HFCS is produced in a highly specialized, industrial process using a myriad of enzymes and other materials, however either membrane-grade or mercury-grade caustic soda can be used. When creating HFCS, caustic soda helps separate the corn starch from the corn kernel. Caustic soda and hydrochloric acid can be used throughout the process to maintain a pH balance. Ultimately, the mercury-contaminated caustic soda may contaminate whatever products that are made from it, like HFCS. Indirectly, caustic soda also can contaminate the final food products to which HFCS is added (Wallinga, Sorensen, Mottl & Yablon, 2009).
Avoid HFCS At All Costs
Hidden in a wide variety of food-like products, including soda and ketchup, HFCS is prevalent throughout developed nations. Considering that American's consume roughly 50 grams of HFCS each day (equivalent to 12.5 teaspoons of sugar), even if a small portion of that is contaminated with mercury, the act should be concerning.
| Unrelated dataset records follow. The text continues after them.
PR #14412, opened 2024-09-18
fix(connect): fw releases value for custom device model

szymonlesisz:
## Description

Addition to https://github.com/trezor/trezor-suite/commit/0915d889312b572b2f2bfdbe70f9dcc847096e3a

Custom models doesn't have defined releases, this leads to unexpected runtime errors like [here](https://github.com/trezor/trezor-suite/blob/develop/packages/connect/src/device/Device.ts#L569) or [here](https://github.com/trezor/trezor-suite/blob/develop/packages/connect/src/api/checkFirmwareAuthenticity.ts#L35).

- added empty array fallback for `getReleases` fn
- fixed types of `releases` (could be undefined)


mroz22 (approved):

mroz22:
test unit result 
image

PR #14899, opened 2024-10-16
feat: implement strong randomInt that works in browser without need for polyfill lib

peter-sanderson:
We need cryptographically unbiased random function.

This function
- Does NOT need any polyfill for webpack. It uses `window.crypto` for the Browser and `crypto` for Node.js
- Uses *Rejection Sampling* technique to generate random integer in given range [without modulo bias](https://research.kudelskisecurity.com/2020/07/28/the-definitive-guide-to-modulo-bias-and-how-to-avoid-it/). 

:exclamation: **Disclaimer:** Please review it VERY carefully. I am not a cryptographer and this was quite hard (but very enlightening) for me to do.

There is similar code in Firmware: https://github.com/trezor/trezor-firmware/blob/main/crypto/rand.c#L77

### DIFF
--- a/packages/utils/src/getRandomInt.ts
+++ b/packages/utils/src/getRandomInt.ts
@@ -1,0 +1,58 @@
+import { getRandomValues as cryptoGetRandomValues } from 'crypto';
+
+/**
+ * Before changing anything here, see the Modulo Bias problem!
+ * @see https://research.kudelskisecurity.com/2020/07/28/the-definitive-guide-to-modulo-bias-and-how-to-avoid-it/
+ *
+ * @param min Inclusive
+ * @param max Exclusive (to match the crypto.randomInt() function API
+ */
+export const getRandomInt = (min: number, max: number) => {
+    if (!Number.isSafeInteger(min)) {
+        throw new RangeError(
+            `The "min" argument must be a safe integer. Received type ${typeof min} (${min})`,
+        );
+    }
+
+    if (!Number.isSafeInteger(max)) {
+        throw new RangeError(
+            `The "max" argument must be a safe integer. Received type ${typeof max} (${max})`,
+        );
+    }
+
+    if (min >= max) {
+        throw new RangeError(
+            `The value of "max" is out of range. It must be greater than the value of "min" (${min}). Received ${max}`,
+        );
+    }
+
+    const MAX_RANGE_32_BITS = 0xffffffff + 1;
+    const range = max - min;
+
+    if (range > MAX_RANGE_32_BITS) {
+        throw new RangeError(
+            `This function only provide 32 bits of entropy, therefore range cannot be more then 2^32.`,
+        );
+    }
+
+    const getRandomValues =
+        typeof window !== 'undefined'
+            ? (array: Uint32Array) => window.crypto.getRandomValues(array)
+            : (array: Uint32Array) => cryptoGetRandomValues(array);
+
+    const array = new Uint32Array(1); // This provides 32 bits of entropy.
+
+    // It is crucial to avoid modulo bias.
+    // See: https://research.kudelskisecurity.com/2020/07/28/the-definitive-guide-to-modulo-bias-and-how-to-avoid-it/
+
+    // We calculate the maximum possible value that can be evenly distributed across the desired range.
+    const maxRange = MAX_RANGE_32_BITS - (MAX_RANGE_32_BITS % range);
+
+    let randomValue: number;
+    do {
+        getRandomValues(array);
+        randomValue = array[0];
+    } while (randomValue >= maxRange);
+
+    return min + (randomValue % range);
+};
--- a/packages/utils/tests/getRandomInt.test.ts
+++ b/packages/utils/tests/getRandomInt.test.ts
@@ -1,0 +1,80 @@
+import { randomInt } from 'crypto';
+
+import { getRandomInt } from '../src/getRandomInt';
+
+describe(getRandomInt.name, () => {
+    it('raises same error as randomInt from crypto when max <= min', () => {
+        const EXPECTED_ERROR = new RangeError(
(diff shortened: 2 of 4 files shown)


packages/utils/src/getRandomInt.ts
```diff
@@ -0,0 +1,63 @@
+/**
+ * Before changing anything here, see the Modulo Bias problem!
+ * @see https://research.kudelskisecurity.com/2020/07/28/the-definitive-guide-to-modulo-bias-and-how-to-avoid-it/
+ *
+ * @param min Inclusive
+ * @param max Exclusive (to match the crypto.randomInt() function API
```
peter-sanderson, line 8: I had a quite a debate with @szymonlesisz if we should have this exclusive or not. 

My argument is, that I like to have it aligned with  `crypto.randomInt()` API. (Also `Math.random()` does `0-1` where `1` is exclusive.

packages/utils/tests/getRandomInt.test.ts
```diff
@@ -0,0 +1,75 @@
...
+            'The "max" argument must be a safe integer. Received type number (9007199254740992)',
+        );
+
+        expect(() => randomInt(0, UNSAFE_INTEGER)).toThrowError(EXPECTED_ERROR_MAX);
+        expect(() => getRandomInt(0, UNSAFE_INTEGER)).toThrowError(EXPECTED_ERROR_MAX);
+    });
+
+    // This test takes 100+seconds to run. It is very needed for development and debugging,
+    // but due to the time it takes, it is skipped in CI.
+    it.skip('return value in given range and in uniform distribution', () => {
```
mroz22, line 52: skiiiip

Lemonexe: The commentary explains it. I ran it locally, it passes and took 2 min, so it makes sense to skip. Also it's a random test, while the its above are deterministic, this one could fail randomly, and the chance of it failing depends on your tolerance. With 10% tolerance, the chance is probably negligible :laughing:  

Though maybe it's no harm to enable it - after all, github runners run parallel, and unit tests are not by far the slowest job, so slowing it down would not slow down CI as a whole.. But it could add up as people add more tests. FWIW I'm fine with it either way :shrug:

packages/utils/tests/getRandomInt.test.ts
```diff
@@ -0,0 +1,75 @@
...
+        const EXPECTED_ERROR_MIN = new RangeError(
+            'The "min" argument must be a safe integer. Received type number (9007199254740992)',
+        );
+
+        expect(() => randomInt(UNSAFE_INTEGER, UNSAFE_INTEGER + 1)).toThrowError(
+            EXPECTED_ERROR_MIN,
+        );
+        expect(() => getRandomInt(UNSAFE_INTEGER, UNSAFE_INTEGER + 1)).toThrowError(
+            EXPECTED_ERROR_MIN,
+        );
```
Lemonexe, line 35: What about negative values? `(-UNSAFE_INTEGER-1, -UNSAFE_INTEGER)`

packages/utils/tests/getRandomInt.test.ts
Lemonexe: Alternatively: lower the number of samples, if it would still have statistical significance. And developers can increase it locally as they wish..

Lemonexe (approved):
Codewise looks good, but I'm not a cryptographer, so a review from someone more knowledgable will be needed.

packages/utils/tests/getRandomInt.test.ts
peter-sanderson: When I did less iterations, it failed from time to time. I assume it would be super-annoying to have test that fails randomly.

peter-sanderson: I would have to also increase the tolerance. I fear that it would render the test useless.

Lemonexe: Yes, then you would have to increase tolerance. I tried playing around with samples vs. tolerance locally. But even when you have high number of samples, _or_ high tolerance, it still _can_ randomly fail, although with very tiny probability (negligible).
BUt still, it just feels to me methodically incorrect to run an indeterministic test in CI, even when statistics are overwhelmingly on our side. So I'm fine with skipping it, but that's just my opinion :smile:

packages/utils/tests/getRandomInt.test.ts
peter-sanderson: fixed (added test cases)

packages/utils/tests/getRandomInt.test.ts
peter-sanderson: Just sidenote we already have similar test here: `packages/utils/tests/arrayShuffle.test.ts`

packages/utils/src/getRandomInt.ts
```diff
@@ -0,0 +1,58 @@
...
+    }
+
+    const MAX_32_BIT_INT = 0xffffffff;
+    const range = max - min;
+
+    if (range > MAX_32_BIT_INT) {
+        throw new RangeError(
+            `This function only provide 32 bits of entropy, therefore range cannot be more then 2^32.`,
+        );
+    }
```
onvej-sl: If you call `getRandomInt(0, 2^32)`, you'll get the exception: `This function only provide 32 bits of entropy, therefore range cannot be more then 2^32.` First, I think this is too restrictive, since we can easily handle this case as well. Second, the message in the exception is not true since the range is `2^32` which is not more than `2^32`.

If you change `MAX_32_BIT_INT` to `2^32` (and perhaps rename the variable), it should resolve both the problems. At the same time, it should not cause any issue elsewhere: It will hold that `0 <= maxRange <= 2^32` and the loop will generate evenly distributed  `randomValue` such that `0 <= randomValue < maxRange`.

Not to mention that HFCS, let alone added sugar, is linked a myriad of health deficits, including but not limited to increased risk of obesity, metabolic syndrome, cardiovascular disease, nonalcholic fatty liver disease, and other serious health conditions (Rippe & Etherton, 2012). There are enough reasons as it is to avoid HFCS, even if it hasn't been observed to be contaminated with mercury.
Dufault, R., LeBlanc, B., Schnoll, R., Cornett, C., Schweitzer, L., & Wallinga, D. et al. (2009). Mercury from chlor-alkali plants: measured concentrations in food product sugar. Environmental Health, 8(1). http://dx.doi.org/10.1186/1476-069x-8-2
Kaur, S., Kamli, M. R., & Ali, A. (2011). Role of arsenic and its resistance in nature. Canadian Journal Of Microbiology, 57(10), 769-774. doi:10.1139/w11-062
Rippe, J., & Etherton, P. (2012). Fructose, Sucrose, and High Fructose Corn Syrup: Modern Scientific Findings and Health Implications. Advances In Nutrition: An International Review Journal, 3(5), 739-740. http://dx.doi.org/10.3945/an.112.002600
Wallinga, D., Sorensen, J., Mottl, P., & Yablon, B. (2009). Not so sweet: Missing mercury and high fructose corn syrup: Mnstitute for agriculture and trade policy. Alternative Medicine Review, 14(2), 110.